En el restaurante del tanatorio la comida parece buscar clientes: no del restaurante sino del propio tanatorio. La ensaladilla tiene un regusto a crema bronceadora, el caldo de pollo a detergente y la carne con tomate le recuerda a uno, qué horror, los brazos y la cabeza que le faltan a esos cuadros de la sala número cuatro. Por lo menos el café sabrá a café, suspira uno, pero tampoco: el café sabe a achicoria poco cocida, a olla mal raspada después de un guiso que se haya quemado.

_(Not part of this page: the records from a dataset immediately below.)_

PR #331, opened 2022-08-01
Hand button and notify/call panel

iqmulator:


src/dotnet/Chat.UI.Blazor/Components/SlateEditor/slate-editor.ts
```diff
@@ -68,8 +68,10 @@ export class SlateEditor {
 
     public focus = () => {
         const input = this.editorDiv.querySelector('div');
+        const width = document.documentElement.clientWidth;
         if (input)
-            input.focus();
+            if (width >= 768)
```
crui3er, line 73: I think this is a bad solution. Focusing will never on wide screens with this change.
I think you can apply this condition below in onRendered method where this.autofocus flag is checking.

crui3er (changes requested):

crui3er (approved):

PR #348, opened 2022-08-06
chore: extracted KeepAwakeUI from shared module

FrolYo:


src/dotnet/UI.Blazor/keep-screen-awake.ts
```diff
@@ -1,5 +1,5 @@
 import { default as NoSleep } from 'nosleep.js';
-import { addInteractionHandler } from 'first-interaction';
+import { addInteractionHandler } from '../../nodejs/src/first-interaction';
```
alexis-kochetov, line 2: Let's remove `../../nodejs/src/`

alexyakunin: Will fix this everywhere.

PR #371, opened 2022-08-12
feat: skeletons for avatar badges #369

alexis-kochetov:


src/dotnet/UI.Blazor/Components/AuthorBadge/AuthorName.razor
```diff
@@ -0,0 +1,35 @@
+@namespace ActualChat.UI.Blazor.Components
+@using ActualChat.Users
+
+@if (ReferenceEquals(Author, Users.Author.None)) {
```
crui3er, line 4: I noticed that in AuthorCircle you also compara Author against null.
Is there a reason why you don't do it here?

alexis-kochetov: I will do the same

crui3er (approved):

Issue #389, opened 2022-08-18
Online status works unstable


FrolYo:
Users become offline at the first 2 min

PR #405, opened 2022-08-22
fix: online status #389

FrolYo:


src/dotnet/Users.Contracts/UserConstants.cs
```diff
@@ -14,4 +14,11 @@ public static class Claims
     {
         public static string Status => "urn:actual.chat:status";
     }
+
+    public static class Presence
+    {
+        // TODO: move this to configurable options when client side settings API is implemented
```
alexis-kochetov, line 20: There is local settings API - Kvas

alexis-kochetov (approved):

src/dotnet/Users.Contracts/UserConstants.cs
alexyakunin: Hi, sorry, this is done, and done a bit better in terms of constants & actual timings... I didn't look into this PR when I started, sorry. I migrated one thing that was missing in my case (extra option).

PR #422, opened 2022-08-26
right panel state

iqmulator:


src/dotnet/UI.Blazor/Components/SideNav/SideNavOptions.cs
```diff
@@ -3,4 +3,5 @@ namespace ActualChat.UI.Blazor.Components.SideNav;
 public class SideNavOptions
 {
     public SideNavDirection Direction { get; set; }
+    public bool FirstRender { get; set; }
```
crui3er, line 6: Why do you need this property? It's always true.

crui3er (approved):

PR #423, opened 2022-08-26
integration tests fix

FrolYo:


src/dotnet/Core/DI/LazyInstance.cs
```diff
@@ -0,0 +1,8 @@
+namespace ActualChat.DI;
+
+public class LazyInstance<T>: Lazy<T> where T : notnull
+{
+    public LazyInstance(IServiceProvider serviceProvider)
```
crui3er, line 5: Looks like there is no lazy behaviour. Instance of T is created upon LazyInstance<T> creation.

FrolYo: why do you think so? I pass lambda (method ref) creating instance of T to base constructor (of Lazy), not the instance itself

alexis-kochetov (approved):

src/dotnet/Core/DI/LazyInstance.cs
crui3er: Method group confused me.

PR #147, opened 2016-11-03
cmd/testnet-reset: turn off bot before resetting

boymanjor:
The chain-core-ccte Heroku app adds a light load to the 
testnet. This app needs to be shut down before resetting
the network. Once the network is reset, the app's config
vars should be updated and it should be restarted.


kr:
LGTM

Después de haber sobrevivido a esa mezcolanza de atentados culinarios, uno se dirige a la capilla. Allí un sacerdote antiguo, de hablar fluido y afectuoso y nada rutinario, recuerda las virtudes del fallecido y lee algunos pasajes de la biblia pertinentes y discretos. Cuando finaliza el servicio religioso las personas se arremolinan a la salida y comienzan a despedirse. Polvo somos y en polvo nos convertiremos. Una gran verdad que no se desgasta con el paso de los siglos. Hoy lo sabemos un poco mejor, un poco más cerca. No deja de ser una alegría a pesar de tanta tristeza. Alegría, tristeza: también ellas acabarán en esas urnas cinerarias que vuelven a hablarnos del más acá y del más allá cuando salimos del tanatorio.